The effect on both Russia and the United States of the Cold War conspirators has been devastating. Russia's economy is in a state of collapse, with no improvement in sight. The United States has been looted; its infrastructure, its roads, bridges and other assets need many billions in immediate repair. We have the $5 trillion Cold War debt; but the most destructive effect on our nation is the Cold War's effect on our morality.

The years of being terrorized by the atomic threat had a very destructive effect on morality. If we were to be vaporized at any time, it seemed worthwhile to seize the moment, to take pleasure, money and any other rewards while they were available, without (bought for the consequences, since there would be no consequences. We have now endured the effects of this poisonous doctrine for several generations.

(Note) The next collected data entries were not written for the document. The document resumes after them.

PR #565, opened 2026-06-05
fix: close streaming responses before retrying

### LINKED ISSUE #564: [Bug] Retry handling does not close retried responses, which leaks httpx connections
**Environment**

- Python Version: 3.12.12
- kiota-http version: 1.10.1
- OS: Debian GNU/Linux 12 (bookworm), running in Kubernetes
- Consumed via: msgraph-sdk 1.58.0 (msgraph-core 1.4.0)
- HTTP stack: httpx 0.27.2 / httpcore 1.0.9

Seen during long, retry-heavy Microsoft Graph ingestions via `msgraph-sdk-python`.

**Describe the bug**

[RetryHandler.send](https://github.com/microsoft/kiota-python/blob/main/packages/http/httpx/kiota_http/middleware/retry_handler.py#L69-L109) retries on 429/503/504, but it reassigns `response` to the
next attempt's response without closing the previous one. Because the
handler runs at the transport/middleware layer (below `AsyncClient.send`'s
auto-read/close of the final response), each retried response is a streamed,
unread response whose connection is never returned to the pool. Over a
long-running, retry-heavy workload the connection pool is exhausted and
subsequent requests fail with `httpx.PoolTimeout`.

This is the same class of bug that was fixed for `RedirectHandler` in
microsoft/kiota-http-python#299 (PR microsoft/kiota-http-python#300), where the
fix was an `await response.aclose()` before discarding the old response.

**To Reproduce**

Self-contained, end-to-end repro against a real connection pool: a local server
returns a retryable `429`, the default kiota middleware retries, and a wrapping
transport records the responses the pool hands back. The retried responses are
never closed (`is_closed == False`), so their connections are never returned to
the pool, and once it is exhausted the request raises `httpx.PoolTimeout`:

```python
import asyncio
import threading
from http.server import BaseHTTPRequestHandler, ThreadingHTTPServer

import httpx
from kiota_http.kiota_client_factory import KiotaClientFactory

PORT = 8807


class QuietServer(ThreadingHTTPServer):
    def handle_error(self, request, client_address):
        pass  # silence benign ConnectionReset when the client drops the socket


class Handler(BaseHTTPRequestHandler):
    protocol_version = "HTTP/1.1"  # keep-alive, so the pool tracks the connection

    def log_message(self, *a):
        pass

    def do_GET(self):
        body = b"{}"
        self.send_response(429)  # retryable -> kiota RetryHandler retries
        self.send_header("Retry-After", "0")
        self.send_header("Content-Type", "application/json")
        self.send_header("Content-Length", str(len(body)))
        self.end_headers()
        self.wfile.write(body)


class RecordingTransport(httpx.AsyncBaseTransport):
    """Captures every response from the real pool so we can inspect it after."""

    def __init__(self, inner):
        self.inner = inner
        self.responses = []

    async def handle_async_request(self, request):
        response = await self.inner.handle_async_request(request)
        self.responses.append(response)
        return response

    async def aclose(self):
        await self.inner.aclose()


async def main():
    threading.Thread(
        target=QuietServer(("127.0.0.1", PORT), Handler).serve_forever,
        daemon=True,
    ).start()

    # real pool of 2; record the responses the pool hands back
    recorder = RecordingTransport(
        httpx.AsyncHTTPTransport(
            limits=httpx.Limits(max_connections=2, max_keepalive_connections=2)
        )
    )
    client = httpx.AsyncClient(transport=recorder, timeout=httpx.Timeout(5.0, pool=2.0))
    client = KiotaClientFactory.create_with_default_middleware(client=client)

    try:
        await client.get(f"http://127.0.0.1:{PORT}/")
        print("completed without error (unexpected)")
    except httpx.PoolTimeout:
        print("retried responses is_closed:", [r.is_closed for r in recorder.responses])
        print("httpx.PoolTimeout raised once the pool is exhausted by the leaked "
              "(unclosed) connections")
    finally:
        await client.aclose()


asyncio.run(main())
```
Output:

```
retried responses is_closed: [False, False]
httpx.PoolTimeout raised once the pool is exhausted by the leaked (unclosed) connections
```

The leaked connections sit checked-out but idle (no `ReadTimeout`). In
production this is gradual: with a larger pool each retried response leaks one
connection until the pool is exhausted.

**Proposed Fix**
Add an `await response.aclose()` after line 97 in the retry handler. Created this issue per the CONTRIBUTING.md and will follow up with a PR referencing this issue.

Kashyap456:
## Overview

This PR closes a response in RetryHandler's retry loop before response gets reassigned by the retry loop. This allows the connection that produced the response to get released back to its connection pool to serve another request.

## Related Issue

Fixes #564

## Testing Instructions

Added test_retried_responses_are_closed to packages/http/httpx/tests/middleware_tests/test_retry_handler.py to verify retried responses are closed (so their connections are released back to the pool). It drives the real RetryHandler with a MockTransport returning 429, 429, 200, and asserts the two retried responses report is_closed while the returned 200 stays open. Runs in the existing suite via pytest.

### DIFF
--- a/packages/http/httpx/kiota_http/middleware/retry_handler.py
+++ b/packages/http/httpx/kiota_http/middleware/retry_handler.py
@@ -95,6 +95,8 @@ class RetryHandler(BaseMiddleware):
             # and status code
             should_retry = self.should_retry(request, current_options, response)
             if all([should_retry, retry_valid, delay < RetryHandlerOption.MAX_DELAY]):
+                # release the discarded response's connection before retrying
+                await response.aclose()
                 await asyncio.sleep(delay)
                 # increment the count for retries
                 retry_count += 1
--- a/packages/http/httpx/tests/middleware_tests/test_retry_handler.py
+++ b/packages/http/httpx/tests/middleware_tests/test_retry_handler.py
@@ -298,3 +298,32 @@ async def test_retry_options_apply_per_request():
     assert resp.status_code == GATEWAY_TIMEOUT
     assert 'request_2' in resp.request.headers
     assert resp.request.headers[RETRY_ATTEMPT] == '2'
+
+
+@pytest.mark.asyncio
+async def test_retried_responses_are_closed():
+    """Discarded retry responses are closed so their connection is released."""
+    responses = []
+
+    async def body():
+        yield b'{}'
+
+    statuses = [TOO_MANY_REQUESTS, TOO_MANY_REQUESTS, 200]
+
+    def request_handler(request: httpx.Request):
+        status = statuses.pop(0)
+        headers = {RETRY_AFTER: '0'} if status == TOO_MANY_REQUESTS else {}
+        response = httpx.Response(status, headers=headers, content=body())
+        responses.append(response)
+        return response
+
+    handler = RetryHandler(RetryHandlerOption(delay=0, max_retries=2))
+    request = httpx.Request('GET', BASE_URL)
+    mock_transport = httpx.MockTransport(request_handler)
+    resp = await handler.send(request, mock_transport)
+
+    assert resp.status_code == 200
+    # the two retried responses are closed, releasing their connections
+    assert responses[0].is_closed and responses[1].is_closed
+    # the returned response is left open for the caller to read
+    assert not responses[2].is_closed


baywet (approved):
Thanks for the contribution! Please make sure you sign the CLA (see the bot message)

Kashyap456:
sorry for the delay here, just making sure I have the right approvals to sign the CLA on behalf of my company, because I made this change as part of work

baywet:
No worries, we're working on a deployment pipeline migration anyway.

Kashyap456:

Kashyap456:
I was advised by my employer to sign on my own behalf.

PR #573, opened 2026-06-16
fix: validate URL host against allowed hosts whitelist

ramsessanchez:
## Summary

Fixes a bug in \AllowedHostsValidator.is_url_host_valid()\ where the method was **not actually validating** the URL's host against the configured allowed hosts.

## Problem

The method only checked that the URL had a valid scheme and netloc:

\\\python
o = urlparse(url)
return all([o.scheme, o.netloc])
\\\

This meant **any** well-formed URL would pass validation, completely bypassing the host whitelist. Authentication tokens could be sent to arbitrary hosts.

## Fix

The method now extracts the hostname and checks it against the \llowed_hosts\ set:

\\\python
o = urlparse(url)
if not all([o.scheme, o.netloc]):
    return False
return o.hostname.lower() in self.allowed_hosts
\\\

## Tests Added

Added comprehensive unit tests covering:
- Allowed vs disallowed hosts
- Case-insensitive matching
- Empty allowed hosts list (all hosts valid)
- URLs with ports, query params, fragments
- Subdomain validation (strict match)
- Invalid/missing scheme or netloc
- \set_allowed_hosts\ behavior


ramsessanchez:
Ignore quality gate warning here: error is complaining about http vs https in a validation test, however, http is used as it is supposed to raise an error for a malformed host. This case should fail host validation.

MIchaelMainer (approved):

MIchaelMainer (approved):

PR #646, opened 2026-06-29
fix(json): base64-decode bytes values on deserialization

### LINKED ISSUE #636: JsonParseNode.get_bytes_value() does not base64-decode Edm.Binary (asymmetric with write_bytes_value)
### Description

`JsonParseNode.get_bytes_value()` does not base64-decode `Edm.Binary` values. It returns the **base64 string encoded to UTF-8**, i.e. the raw base64 text as bytes, instead of the decoded binary.

This is asymmetric with `JsonSerializationWriter.write_bytes_value()`, which **does** base64-encode. So a `bytes` value written by kiota cannot be round-tripped back through kiota — the read side gives you the base64 text, not the original bytes.

### Versions

- `microsoft-kiota-serialization-json` 1.10.3 (behavior is identical on `main`)

### Current implementation

Reader — `packages/serialization/json/kiota_serialization_json/json_parse_node.py`:

```python
@staticmethod
def _get_bytes_value(value: Any) -> Optional[bytes]:
    # if the node is a string, we need to decode it
    # This ensures that the string is properly converted to bytes
    if isinstance(value, str):
        base64_string = value
    else:
        base64_string = json.dumps(value)
    if not base64_string:
        return None
    return base64_string.encode("utf-8")   # <-- never base64-decodes
```

The comment says "we need to decode it", but the code only UTF-8-encodes the base64 string.

Writer — `packages/serialization/json/kiota_serialization_json/json_serialization_writer.py` (correct, for contrast):

```python
def write_bytes_value(self, key, value):
    if isinstance(value, bytes):
        base64_string = base64.b64encode(value).decode("utf-8")
        ...
```

### Reproduction

```python
import base64
from kiota_serialization_json.json_serialization_writer import JsonSerializationWriter
from kiota_serialization_json.json_parse_node import JsonParseNode

raw = b"PK\x03\x04hello"  # arbitrary binary

w = JsonSerializationWriter()
w.write_bytes_value("contentBytes", raw)
serialized = w.writer["contentBytes"]      # 'UEsDBGhlbGxv'  (base64 text — correct)

got = JsonParseNode(serialized).get_bytes_value()
print(repr(got))                           # b'UEsDBGhlbGxv'  <-- base64 TEXT, not the bytes
print(got == raw)                          # False
print(got == serialized.encode("utf-8"))   # True
```

**Expected:** `get_bytes_value()` returns `b"PK\x03\x04hello"`.
**Actual:** it returns `b"UEsDBGhlbGxv"` (the base64 string as UTF-8 bytes).

### Impact

Any `Edm.Binary` property deserialized via this code path is wrong. A concrete real-world case: Microsoft Graph `fileAttachment.contentBytes` comes back as the base64 text rather than the file. Saving `attachment.content_bytes` to disk yields a file that is the base64 of the real file — e.g. a downloaded `.xlsx` fails to open because the bytes are ASCII base64 (`UEsDBBQA...`), not the zip (`PK\x03\x04...`).

### Suggested fix

Base64-decode in `_get_bytes_value`, mirroring the writer:

```python
@staticmethod
def _get_bytes_value(value: Any) -> Optional[bytes]:
    if not isinstance(value, str) or not value:
        return None
    return base64.b64decode(value)
```

Zelys-DFKH:
## Overview

`JsonParseNode.get_bytes_value()` was returning the raw base64 string re-encoded as UTF-8 bytes instead of decoding it. So any `Edm.Binary` property from Microsoft Graph (like `fileAttachment.contentBytes`) would come back as the base64 text in bytes form rather than the actual file data. The serialization writer already uses `base64.b64encode` correctly, so the reader wasn't matching it.

The fix replaces the broken body with `base64.b64decode(value)` for string inputs and `None` for non-strings. This mirrors how the text-format parse node handles the same field.

## Related Issue

Fixes #636

## Testing Instructions

- `cd packages/serialization/json`
- `pip install -e ".[dev]"` (or `poetry install`) if not already set up
- Run the bytes-specific tests: `pytest tests/unit/test_json_parse_node.py -k bytes -v`
- All three tests should pass: `test_get_bytes_value`, `test_get_bytes_value_empty_string`, and `test_get_bytes_value_non_string_returns_none`
- Full suite: `pytest` (89 tests, all pass)

### Notes

Thanks to @RockyMM for the detailed bug report, precise code location, and suggested fix in #636. This PR implements exactly that approach.

### DIFF
--- a/packages/serialization/json/kiota_serialization_json/json_parse_node.py
+++ b/packages/serialization/json/kiota_serialization_json/json_parse_node.py
@@ -1,5 +1,6 @@
 from __future__ import annotations
 
+import base64
 import json
 import re
 import warnings
@@ -290,15 +291,9 @@ class JsonParseNode(ParseNode):
 
     @staticmethod
     def _get_bytes_value(value: Any) -> Optional[bytes]:
-        # if the node is a string, we need to decode it
-        # This ensures that the string is properly converted to bytes
         if isinstance(value, str):
-            base64_string = value
-        else:
-            base64_string = json.dumps(value)
-        if not base64_string:
-            return None
-        return base64_string.encode("utf-8")
+            return base64.b64decode(value)
+        return None
 
     @property
     def on_before_assign_field_values(self) -> Optional[Callable[[Parsable], None]]:
--- a/packages/serialization/json/tests/unit/test_json_parse_node.py
+++ b/packages/serialization/json/tests/unit/test_json_parse_node.py
@@ -1,3 +1,4 @@
+import base64
 import json
 from datetime import date, datetime, time, timedelta, timezone
 from uuid import UUID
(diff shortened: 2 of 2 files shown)


baywet (commented):
Thanks for the contribution!

Would you mind addressing copilot's comment please? (If I do it, I won't be able to approve/merge). Besides that, we should be good to go.

baywet (approved):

The effect of the CIA propaganda lies about the "great Soviet Union" which might take over the world at any moment has been equally destructive. When conservative economist Paul Craig Roberts landed in Moscow during the height of the CIA propaganda campaign, he was stunned to find that Soviet Russia had "a Third World economy". I had proved in my writings that the United States taxpayer had been subsidizing the Soviet Union since 1917. In fact, Americans have been living a lie for four decades, the lie that we were in dire peril from "the Communist threat". This lie has been demoralizing; it has placed us on the brink of bankruptcy; and it poses the challenge to us: When are we going to get rid of our Cold War conspirators? They must pay the price for the destruction they have wrought on our nation. We must drive them out of every office; bring them to trial for their high treason; and restore the Republic which our Founding Fathers bequeathed to us. It is this task not sad jokes about "balancing the budget" which will determine whether this nation will survive to the twenty-first century.